==== SOURCE DATA ====

PR #828, opened 2016-10-17
Support GTM and adblock events

schwers:
Hey all, 

This Pr started out as porting GTM from 1x. Including `adblock` events seemed to make sense, as it's sort of related. Happy to break it out into two separate PRs. For ease of reviewing / reading I'll leave links to the individual commits so it's easier to tell whats-what (though it's probably best to leave comments on this PR itself vs the individual commits)

GTM notes: `frames.js` was copied wholesale from 1X, `gtm.js` and `dom.js` were copied as well but they have some minor cleanup.

GTM Patch [link](https://github.com/reddit/reddit-mobile/commit/8493ea7f6ce42812d48e43e84293ac3a8d1ce3e3)
[GTM Jira Mobileweb-492](https://reddit.atlassian.net/browse/MOBILEWEB-492)

Adblock Patch [link](https://github.com/reddit/reddit-mobile/commit/8493ea7f6ce42812d48e43e84293ac3a8d1ce3e3)
[Adblock Jira Mobileweb-696](https://reddit.atlassian.net/browse/MOBILEWEB-696)

👓  @nramadas  || @phil303 
👓  @dwick

### DIFF
--- a/src/app/actions/ads.js
+++ b/src/app/actions/ads.js
@@ -5,6 +5,7 @@ import config from 'config';
 import { apiOptionsFromState } from 'lib/apiOptionsFromState';
 import isFakeSubreddit from 'lib/isFakeSubreddit';
 import adLocationForPostRecords from 'lib/adLocationForPostRecords';
+import { logClientAdblock } from 'lib/eventUtils';
 
 
 const { PostsEndpoint } = endpoints;
@@ -67,6 +68,14 @@ const trackAdPost = post => {
   });
 };
 
+// Used by Rendered Ads if they detect that adblock has hidden
+// they're content node. This only a thunk'd action because
+// `logClientAdblock` needs access to state
+// placementIndex -- the index in the post list
+export const trackAdHidden = placementIndex => async (dispatch, getState) => {
+  logClientAdblock('element-hidden', placementIndex, getState());
+};
+
 // For views that need to fetch ads, we need an id to track them.
 // We could use the id of the view (e.g. postsLists have a postsListId),
 // but maybe every view won't have an id like that or there might be collisions.
@@ -122,13 +131,14 @@ export const fetchAddBasedOnResults = async (dispatch, state, adId, postsList, p
   // on the page.
   const dt = postsList.results.map(record => record.uuid);
   const site = getSite(pageParams);
+  const placementIndex = adLocationForPostRecords(postsList.results);
 
   const data = {
     site,
     dt: dt.join(','),
     platform: 'mobile_web',
-    placement: `feed-${adLocationForPostRecords(postsList.results)}`,
-    raw_json: '1',
+    placement: `feed-${placementIndex}`,
+    raw_json: 1,
   };
 
   if (!state.session.accessToken) {
@@ -143,9 +153,15 @@ export const fetchAddBasedOnResults = async (dispatch, state, adId, postsList, p
     if (ad === null) {
       return dispatch(noAd(adId));
     }
-    
+
     dispatch(received(adId, ad));
   } catch (e) {
+    // A `status` of `0` means the request wasn't actually finished, likely
+    // due to adblock.
+    if (e.status === 0) {
+      logClientAdblock('endpoint-blocked', placementIndex, state);
+    }
+
     if (e instanceof ResponseError) {
       dispatch(failed(adId, e));
     } else {
--- a/src/app/components/Ad/index.jsx
+++ b/src/app/components/Ad/index.jsx
@@ -4,11 +4,27 @@ import { connect } from 'react-redux';
 import { createSelector } from 'reselect';
 import throttle from 'lodash/throttle';
 
+import { isHidden } from 'lib/dom';
+
 import * as adActions from 'app/actions/ads';
 import { TOP_NAV_HEIGHT } from 'app/constants';
 import Post from 'app/components/Post';
 
+const T = React.PropTypes;
+
 class Ad extends React.Component {
+  static propTypes = {
+    // ownProps
+    adId: T.string.isRequired,
+    placementIndex: T.number.isRequired,
+    postProps: T.object.isRequired,
+
+    // props from connect
+    adTracked: T.bool.isRequired,
+    onAdMadeImpression: T.func.isRequired,
+    onAdblockDetected: T.func.isRequired,
+  };
+
   constructor(props) {
     super(props);
 
@@ -19,6 +35,7 @@ class Ad extends React.Component {
     if (!this.props.adTracked) {
       window.addEventListener('scroll', this.scrollListener);
       this.checkImpression(); // check manually in case the ad is visible on the first render
+      this.checkAdblock();
     }
   }
 
@@ -43,6 +60,12 @@ class Ad extends React.Component {
     }
   }
 
+  checkAdblock() {
+    if (isHidden(findDOMNode(this))) {
+      this.props.onAdblockDetected();
+    }
+  }
+
   render() {
     return <Post { ...this.props.postProps } />;
   }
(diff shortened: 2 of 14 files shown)


src/app/components/Ad/index.jsx
```diff
@@ -4,11 +4,28 @@ import { connect } from 'react-redux';
...
+import { logClientAdblock } from 'lib/eventUtils';
+
 import * as adActions from 'app/actions/ads';
 import { TOP_NAV_HEIGHT } from 'app/constants';
 import Post from 'app/components/Post';
 
+const T = React.PropTypes;
+
 class Ad extends React.Component {
+  static PropTypes = {
```
phil303: lowercase `p`!

src/app/components/Ad/index.jsx
```diff
@@ -43,18 +61,37 @@ class Ad extends React.Component {
...
+
   render() {
     return <Post { ...this.props.postProps } />;
   }
 }
 
 const selector = createSelector(
   (state, props) => state.adRequests[props.adId],
-  adRequest => ({ adTracked: adRequest.impressionTracked }),
+  state => state, // adblock events use the current state to make their event payload
```
nramadas: instead of selecting the whole state, what do you think of firing a thunk'd action? That way, the action has access to `getState` and can pass it along to `logClientAdblock`, and we don't have to worry about the ad re-rendering every time state changes.

schwers:
👓  @drunken-economist for adblock events. The biggest changes to events are:

1) the base event payload now tracks `adblock`: true | false for 'is adblock enabled?'
2) There are now adblock events for the api call being blocked and the ad div being hidden https://github.com/reddit/reddit-mobile/pull/828/files#diff-cfa1101baacc59b9f536610e1c17146cR126

nramadas:
Also, just so i have an understand of how often we track:
0. When we load up the gtm unit, we track if adblock is on
0. For each ad we render, we will also track if adblock is on
0. We also track if adblock is on when fetching the data for an ad unit

Is that correct?
:haircut_woman:

src/app/components/GoogleTagManager/index.jsx
```diff
@@ -0,0 +1,37 @@
...
+        frame.referrer = 'no-referrer';
+        frame.id = '${GTM_JAIL_ID}';
+        frame.name = JSON.stringify({
+          subreddit: '${props.subredditName || ''}',
+          origin: location.origin,
+          pathname: location.pathname,
+        });
+        frame.src = '//${props.mediaDomain}/gtm/jail?id=${props.googleTagManagerId}';
+        document.body.appendChild(frame);
+        window.frameRef = frame;
```
phil303: is `frameRef` by gtm?

schwers: oh whoops, debugging code I left in

schwers:
@nramadas 

I think it's slightly different:

1) GTM tracks page views every time we would track a screen view
2) The base event payload now tracks if adblock is enabled
3) For each ad render, we log an event if adblock hid or removed the ad unit
4) For each ad api-call, we log an event if we think adblock blocked the api call

src/app/components/AdsTracking/index.jsx
```diff
@@ -0,0 +1,36 @@
...
+
+import config from 'config';
+import GoogleTagManager from 'app/components/GoogleTagManager';
+
+// This component renders things that are needed for ads tracking.
+// Right now this is:
+// * GoogleTagManager -- used for tracking screenviews for ad targetting
+// * AdblockTester -- used to determine if adblock is enabled, this info is
+//    included on the base events payload
+export const AdTracking = props => {
```
phil303: nit this file is called Ad**s**Tracking

src/app/components/Ad/index.jsx
schwers: 🔕  I made the change but I really dislike it, it seems rather misleading that we're calling dispatch without actually needing to dispatch -- maybe that's just because we don't have other cases of this in the codebase yet. I wish we didn't really have to worry about it either as there's only one ad unit per-page, and it just renders a connected `Post`. I would hope that because the Post is connected, and does its own memoization, then we wouldn't have to really worry about the re-render, but Post's selector isn't thunk'd so this seems like a good safeguard.

src/app/components/GoogleTagManager/index.jsx
```diff
@@ -0,0 +1,36 @@
...
+
+        frame.style.display = 'none';
+        frame.referrer = 'no-referrer';
+        frame.id = '${GTM_JAIL_ID}';
+        frame.name = JSON.stringify({
+          subreddit: '${props.subredditName || ''}',
+          origin: location.origin,
+          pathname: location.pathname,
+        });
+        frame.src = '//${props.mediaDomain}/gtm/jail?id=${props.googleTagManagerId}';
```
phil303: do the docs say to use protocol relative urls here? Generally you want to use https [when possible](https://www.paulirish.com/2010/the-protocol-relative-url/)

src/app/components/PostsList/index.jsx
```diff
@@ -51,7 +51,7 @@ const renderPostsList = props => {
   const { postRecords, ad, adId, forceCompact, subredditIsNSFW } = props;
   const records = ad ? recordsWithAd(postRecords, ad) : postRecords;
 
-  return map(records, postRecord => {
+  return map(records, (postRecord, index) => {
```
phil303: you can use the native `records.map` here

src/app/components/GoogleTagManager/index.jsx
schwers: There aren't really docs around this afaik, I agree but have been hesitant to change the protocol as the iframe is used for `postMessage`'ing, which can have some sensitivities to protocol mismatching. I don't see any signs of an error when I specify `https`, @dwick do you have any thoughts on the matter or know of a good way to debug this?

schwers:
💅

schwers:
:haircut_man:

phil303:
@schwers [this stuff](https://github.com/reddit/reddit-mobile/pull/828#issuecomment-254598212) would make a great addition to your commit description

src/app/components/AdblockTester/index.jsx
```diff
@@ -0,0 +1,25 @@
...
+import config from 'config';
+
+const { adblockTestClassName } = config;
+
+// Renders a component, hidden offscreen, used to detect if adblock is
+// enabled. If it's enabled, the div will either be removed entirely from
+// the dom, or hidden via css or style modifications. The checks
+// for being hidden currently live in `lib/eventUtils`
+
+export default function AdblockTester() {
```
schwers: `export default` is the one case I don't like it for because it won't turn into a named function :(

phil303:
:fish: this looks kosher to me. @dwick, can you take pass at this as well?

src/app/actions/ads.js
```diff
@@ -122,13 +131,13 @@ export const fetchAddBasedOnResults = async (dispatch, state, adId, postsList, p
...
   const dt = postsList.results.map(record => record.uuid);
   const site = getSite(pageParams);
+  const placementIndex = adLocationForPostRecords(postsList.results);
 
   const data = {
     site,
     dt: dt.join(','),
     platform: 'mobile_web',
-    placement: `feed-${adLocationForPostRecords(postsList.results)}`,
-    raw_json: '1',
```
dwick: is this not needed for the api anymore? i seem to remember weird things with escaping without this

schwers: Almost certainly needed, nice catch! I haven't noticed any issues locally but I'm hesistant to say that makes it okay, I'll add it back.

src/app/components/GoogleTagManager/index.jsx
dwick: https should work. to test it just ensure that the comscore pixel is being fired:

screen shot 2016-10-19 at 11 55 49 am

dwick:
This looks good.  Only thing missing i think is the ads holdout group: https://github.com/reddit/reddit-mobile/commit/bc938475f4bcf5c369e3df817c8e23dcdedbbfcc

I don't think that'd be a problem to add later. 🐟

drunken-economist:
🐟 on the events!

====

■ WHAT THE EXERCISE ASKS ■
Provide only the number of lines in the material above that contain the word "adId".

■ TASK RESULT ■
9